Describe your biggest accomplishment in your career so far: I think my biggest accomplishment to date is the wide breadth of experience I have accumulated in the alcoholic beverage industry. I have explored so many avenues of the beverage world, starting on bottling lines and then becoming the head of production floors. I have also done retail sales, both regular and high end, gaining the perspective of consumers and what excites them. I have also worked in a beverage development lab as a flavorist, learning the ins and outs of R&D and product development.
How did COVID-19 change your perspective on your career and your life in general? I’m certain I’m not alone in saying that the physical and emotional trauma caused by COVID will be a long-lasting scar for many people. But for all the death and loss it has caused, it did have a silver lining in my own personal life. I had been working long hours for years; it had left me too exhausted to examine how I was feeling about my work, its impact, and how it made me feel. The COVID lockdowns allowed me to take a step back and gain that perspective, reevaluating what I valued. I saw the small impact I was making with my career and realized I could do and effect more. I also realized the impact a decade of living nomadically had and that I now desired to put down roots. I moved home to the East Coast last August to help some members of my family during what we were sure was to be a rough winter. It was so wonderful to not only be there for them, but to be close to them again. My goals and values have finally had the updates that I feel I needed to have for a long time now.
What led you to pursue an MBA at this point and what do you hope to do after graduation? It had become apparent to me that while I had gathered a wide array of experience, I had jumped from one interesting opportunity to the next without much direction. This had impeded me over time from reaching my goals and I knew it was time for a reset of sorts; a way to gather all that I have done and allow for it to propel me forward in a new way.
After talking to some of my mentors, it became clear that an MBA would be the perfect tool for this, building on my experiences rather than moving on without them, (something I didn’t want as I was proud of all I had accomplished so far). It is why I’m planning on a career in brand management after my graduation, as it calls for a wide perspective while still being able to pay attention to the details. Down the line, I hope to use the growth in leadership I will have gained in that role to be able to focus more on the sustainability of the brands and products in my portfolio.
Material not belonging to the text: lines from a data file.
PR #1088, opened 2021-03-18
FPC improvements - fixed threshold and bias

daria305:
# Description of change

Add FPC imporvements
 - fixed threshold for last l2 rounds
 - bias towards your own opinion - not tested yet
 
## Type of change

unit test for fixed threshold added

## Change checklist

- [x ] My code follows the contribution guidelines for this project
- [x ] I have performed a self-review of my own code
- [x ] I have commented my code, particularly in hard-to-understand areas
- [x ] I have added tests that prove my fix is effective or that my feature works
- [ x] New and existing unit tests pass locally with my changes


packages/vote/opinion/opinion.go
```diff
@@ -94,3 +94,14 @@ func ConvertOpinionsToInts32(opinions []Opinion) []int32 {
...
+
+// ConvertOpinionToFloat64 converts the given Opinion to an float64.
+func ConvertOpinionToFloat64(x Opinion) float64 {
+	switch {
+	case x == Like:
+		return 1
+	case x == Dislike:
+		return 2
+	}
+	return 4
```
apenzk, line 106: why 4?

packages/vote/fpc/parameters.go
```diff
@@ -12,10 +12,14 @@ type Parameters struct {
...
 	// The upper bound liked percentage threshold used after the first round.
 	SubsequentRoundsUpperBoundThreshold float64
+	// The fixed liked percentage threshold used in last 'l2' rounds.
+	EndingRoundsFixedThreshold float64
 	// The amount of opinions to query on each round for a given vote context. Also called 'k'.
 	QuerySampleSize int
 	// The amount of rounds a vote context's opinion needs to stay the same to be considered final. Also called 'l'.
 	FinalizationThreshold int
+	// The amount of last rounds for the fixed threshold.
+	FixedEndingThreshold int
```
apenzk, line 22: can we call it TotalRoundsFinalization and TotalRoundsFixedThreshold instead of thresholds, TotalRoundsCoolingOffPeriod instead of CoolingOffPeriod?

packages/vote/vote_context.go
```diff
@@ -74,3 +78,29 @@ func (vc *Context) IsNew() bool {
 func (vc *Context) HadFirstRound() bool {
 	return vc.Rounds == 1
 }
+
+// HadFixedRound tells whether the vote context is in the last l2 rounds of fixed threshold
+func (vc *Context) HadFixedRound(coolingOffPeriod int, finalizationThreshold int, fixedEndingThreshold int) bool {
+	consecutiveRounds := finalizationThreshold - fixedEndingThreshold // l - l2
+	// check whether we have enough opinions to say whether this vote context is finalized.
```
apenzk, line 85: check whether we have enough opinions to say whether the random threshold for this vote context can be fixed.

packages/vote/fpc/fpc.go
```diff
@@ -321,3 +315,32 @@ func (f *FPC) voteContextIDs() (conflictIDs []string, timestampIDs []string) {
...
+func (f *FPC) setThreshold(voteCtx *vote.Context) (float64, float64) {
+	lowerThreshold := f.paras.SubsequentRoundsLowerBoundThreshold
+	upperThreshold := f.paras.SubsequentRoundsUpperBoundThreshold
+
+	if voteCtx.HadFirstRound() {
+		lowerThreshold = f.paras.FirstRoundLowerBoundThreshold
+		upperThreshold = f.paras.FirstRoundUpperBoundThreshold
+	}
+
+	if voteCtx.HadFixedRound(f.paras.CoolingOffPeriod, f.paras.FinalizationThreshold, f.paras.FixedEndingThreshold) {
```
apenzk, line 329: can these paras be passed with f alone or is there an advantage of sending them individually? 
or does this make the setup for the test too complicated?

packages/vote/vote_context.go
```diff
@@ -74,3 +78,29 @@ func (vc *Context) IsNew() bool {
...
+	if len(vc.Opinions[1:]) < coolingOffPeriod + consecutiveRounds {
+		return false
+	}
+	// check weather we have enough opinions and parameters are valid
+	if len(vc.Opinions) < consecutiveRounds || consecutiveRounds < 0 {
```
apenzk, line 90: what is the reason that above we check vc.Opinions[1:] but here vc.Opinions ?

packages/vote/vote_context.go
```diff
@@ -74,3 +78,29 @@ func (vc *Context) IsNew() bool {
 func (vc *Context) HadFirstRound() bool {
 	return vc.Rounds == 1
 }
+
+// HadFixedRound tells whether the vote context is in the last l2 rounds of fixed threshold
+func (vc *Context) HadFixedRound(coolingOffPeriod int, finalizationThreshold int, fixedEndingThreshold int) bool {
+	consecutiveRounds := finalizationThreshold - fixedEndingThreshold // l - l2
```
apenzk, line 84: a better term would be TotalRoundsRandomThreshold

packages/vote/vote_context.go
apenzk: why the case consecutiveRounds < 0 ? Since this is a parameter check should we check it when we initialise the parameters?

packages/vote/fpc/fpc_test.go
```diff
@@ -35,6 +35,27 @@ func TestVoteContext_IsFinalized(t *testing.T) {
 	}
 }
 
+func TestVoteContext_HadFixedRound(t *testing.T) {
+	type testInput struct {
+		voteCtx               vote.Context
+		coolOffPeriod         int
+		finalizationThreshold int
```
apenzk, line 42: would it work if the create a moc context and set the parameters as we need them in the context?

apenzk (changes requested):

packages/vote/vote_context.go
daria305: thx, corrected

packages/vote/vote_context.go
daria305: About parameters wasn't sure where to put the check as no other parameters have been checked.  They are provided in DefaultParameters() but what when we put wrong values in tests?
For vc.Opinions[1:] I took it from isFinalized(). but it can be misleading. Maybe I'll simplify it also there to be consistent

packages/vote/fpc/fpc.go
daria305: a little easier setup for tests

packages/vote/vote_context.go
daria305: corrected

packages/vote/fpc/parameters.go
daria305: looks good, I renamed them

packages/vote/opinion/opinion.go
daria305: this value was used in ConvertOpinionToInt32, not sure why maybe better to use -1? 
And add check: opinion>0 in biasTowardsOwnOpinion()
Anyway, I see I also need to change Like to 1 and Dislike to 0 (according to FPC paper)

packages/vote/fpc/fpc_test.go
daria305: Now it is similar to how we provide it normally in the code. Those parameters are in FPC instanse paras. Do you mean changing the context struct definition?

packages/vote/opinion/opinion.go
apenzk: it would be more consistent. but check with Angelo why there is this current numbering, maybe there is a reason for this

packages/vote/vote_context.go
apenzk: so from our discussion i think it makes sense to ignore failures in parameters input. rather we add a comment to the parameter default description, where we say which range makes sense. This should be in a different PR though, once we merged our current PRs

packages/vote/fpc/fpc_test.go
apenzk: i was considering filling the context outside of the test with many of the fields empty. but as discussed your solution works good so lets keep it your way

apenzk (approved):

PR #1089, opened 2021-03-18
bug fix in Get method of ColoredBalances

lunfardo314:
# Description of change

Fixed wrong type assertion which caused panic when color wasn't present in colored balances

## Type of change

Bug fix

unit test in ledgerstate/utxotests


packages/ledgerstate/color_test.go
```diff
@@ -1,6 +1,7 @@
 package ledgerstate
 
 import (
+	"golang.org/x/crypto/blake2b"
```
lzpap, line 4: move this to the bottom half, then do `goimports`

capossele (approved):

PR #1091, opened 2021-03-18
Feat/mana fpc/split statement

apenzk:
# Description of change

If there are many conflicts, FPC statements may become larger than the maximum allowed message size. This is resolved in this PR. Also the variable for a proportion of Liked Opinions is renamed ProportionLiked.

## Type of change

## Change checklist


plugins/messagelayer/consensus_plugin.go
```diff
@@ -459,9 +461,19 @@ func makeStatement(roundStats *vote.RoundStats) {
 			)
 		default:
 		}
+		// limit the size of statements
+		maxSize := payload.MaxSize
+		if (len(conflicts)*statement.ConflictLength + len(timestamps)*statement.TimestampLength) >= int(0.9*float64(maxSize)) {
+			broadcastStatement(conflicts, timestamps)
```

What other MBA programs did you apply to? I predominantly was drawn to Midwest schools for their focus on marketing and consumer goods that did not have what I would consider overtly large class sizes and with strong industry and alumni networks. Kelley, Carlson, Washington University’s Olin School and Kellogg fit those requirements.
What advice would you give to help potential applicants gain admission into Indiana Kelley’s MBA program? Look past the published numbers and employment reports of the programs and really commit time to learning what you want from a program. While rankings are important, they do not tell you the full story of where your MBA can take you or the community where you’re striving to be a member. Talk to everyone you can to see if you will fit into the program’s culture and whether the community will have the most lasting impact on your MBA. This is a community that will be part of your professional career and it is important that you do more than mesh: You want to thrive within it. When it became apparent that I had done this form of legwork, I really felt that the Kelley administration and admissions really took note of it, which in turn made me feel that the program was the right one for me.